The original flavor of Montreal bagel, sesame seeds are generously sprinkled all over the thin rings of yummy bread. One of the two hallmarks of Montreal's Jewish population (the other being delicious smoked meat), you can find the world's most perfect bagels (ssh, don't tell New Yorkers!) at St-Viateur.
T: Terry Fox
A Canadian hero, Terry Fox set out to travel across Canada to raise funds for cancer research. He started in eastern Canada and ventured west ending up in Thunder Bay, Ontario. There's a beautiful statue in the spot where he ended his journey, and it's become a point of pilgrimage for many Canadians.
U: Uniacke Estate Museum Park
Catch a glimpse of 19th-century life at one of Nova Scotia's most famous country estates. Uniacke Estate Museum Park once belonged to Attorney General Richard John Uniacke. Built between 1813 and 1815, this magnificent manor is an excellent example of Georgian architecture and provides a peek into the lives of Canada's noble elite.
V: Victoria, British Columbia
Known as "The Garden City," Victoria has been voted as one of the top 20 cities to live in for quality-of-life. Victoria's gorgeous beaches and picturesque shorelines make it incredibly popular with boaters. And, its moderate climate is perfect for sunshine seekers and those in need of a snow-free vacation. When you're finished taking in the sea breeze, tea at the Fairmont Empress Hotel in downtown Victoria is an absolute must.

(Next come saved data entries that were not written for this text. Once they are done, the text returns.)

PR #389, opened 2023-03-31
fix(SynchronousJobs) Fix synchronous jobs return value

Lomig:
# Context

* We use `Que` in my company as one of a few queue providers to manage jobs in different services through a custom framework abstracting its usage
* For testing purposes, we use `Que` in synchronous mode
* We stumbled upon an issue where failed synchronous jobs were raising unexpected errors when trying to gather metrics and logs about their status, whereas it was working perfectly fine in normal production (asynchronous) state

Screenshot 2023-03-31 at 14 00 06

The PR aims at fixing this issue without the boilerplate in our codebase to mitigate this issue which exists just during testing.

# Description
   * Asynchronous jobs return themselves once ran
   * Synchronous jobs return the result of their call

This PR makes both calls returning the same thing, which is the job itself.

### DIFF
--- a/lib/que/job.rb
+++ b/lib/que/job.rb
@@ -246,6 +246,7 @@ module Que
         new(attrs).tap do |job|
           Que.run_job_middleware(job) do
             job._run(reraise_errors: true)
+            job
           end
         end
       end


oeoeaio:
Hi @Lomig, thanks for your PR. I'd like to see some tests covering the behaviour that you're expecting.

To be honest I'm not sure I understand how you're using the return values of these methods, so a little more detail about that might be me understand your use case. Maybe just adding the tests will be enough.

Lomig:
Hi!

I would be glad to propose some tests once we agree of the need – for now there is no test around what I propose indeed!


Here is the use case:
As I described, we use `que` in an custom framework, and use several pieces of job middleware to add custom instrumentation.

Particularly here, we want to gather metrics on successful jobs and catch errors on any issue that could be raised. the middleware is as follows (simplified):

```ruby
Que.job_middleware.push(lambda do |job, &block|
  result = nil

  duration = Benchmark.realtime do
    result = block.call
  end
  @prometheus.observe(duration)
          
  if result&.que_resolved && !result.que_error
    @logger.info_data(
      {
        job_id: job.que_attrs[:id],
        job_type: job.class.to_s,
        duration: duration,
        error_count: job.que_attrs[:error_count],
        args: job.que_attrs[:args].to_json,
        kwargs: job.que_attrs[:kwargs].to_json
      },
      "Job successful"
    )

    @prometheus.increment(:job_successful)
  end

  rescue Exception => e
    handle_error(e, job.que_attrs)
end)
```

This part `if result&.que_resolved && !result.que_error` only works for synchronous calls because of what I described in the PR description.

Maybe it could have been implemented in another fashion, as I'm just discovering this part of the code base, and also as I am the first to have decided for synchronous jobs during testing, and thus I am not that familiar with Que 😅

In any case, thanks for your answer ☺️

oeoeaio:
Thanks @Lomig I think I understand a little more now.

Maybe I'm missing something, but `que_resolved` and `que_error` are both available on the `job` itself.

Does this work for you?

```ruby
Que.job_middleware.push(
  lambda do |job, &block|
    duration = Benchmark.realtime do
      block.call
    end
    @prometheus.observe(duration)
          
    if job.que_resolved && !job.que_error
      @logger.info_and_metadata(
        "Job successful",
        {
          job_id: job.que_attrs[:id],
          job_type: job.class.to_s,
          duration: duration,
          error_count: job.que_attrs[:error_count],
          args: job.que_attrs[:args].to_json,
          kwargs: job.que_attrs[:kwargs].to_json
        }
      )

      @prometheus.increment(:job_successful)
    end
  rescue Exception => e
    handle_error(e, job)
  end
)
```

Lomig:
I cannot reach the dev who created this piece of code, so I don't know why he used the returned value of the block instead of the job itself.

I didn't challenge this decision from before my time (and I should have, as you demonstrated), and assumed that the block call was returning a new job object and not mutating the initial one.
If there is mutation indeed, using the job directly is a way better solution indeed!

I'll close this PR then. Sorry for having bothered you 😖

If you love snow sports, planning a trip to Whistler should be at the top of your vacation to-do list. With its luxurious accomodations and perfect powder, this mountain town is a world-class winter wonderland. The village is a draw even out of season, and visitors are left with unforgettable panoramas.
Many of the X-Men movies were filmed throughout Canada. In X-Men: Days of Future Past, the Arts Building, on the downtown campus of McGill University, played the role of the Pentagon. And, Mystique jumped out of one of the windows at the Montreal Hotel de Ville during the 1973 Paris Peace Accords.
One of Canada's three territories (the others being Northwest Territories and Nunavut), Yukon built its modern reputation on the search for gold and is, today, the perfect destination to blend comfort and adventure while embarking on a memorable road trip down one of the many highways like the Alaska, Klondike and Dempster.
A household word for every Canadian, this is the name of the large truck-like machine that polishes the ice at a hockey game. Don't miss the opportunity to check out a hockey game during your visit -- consider it some serious anthropological work.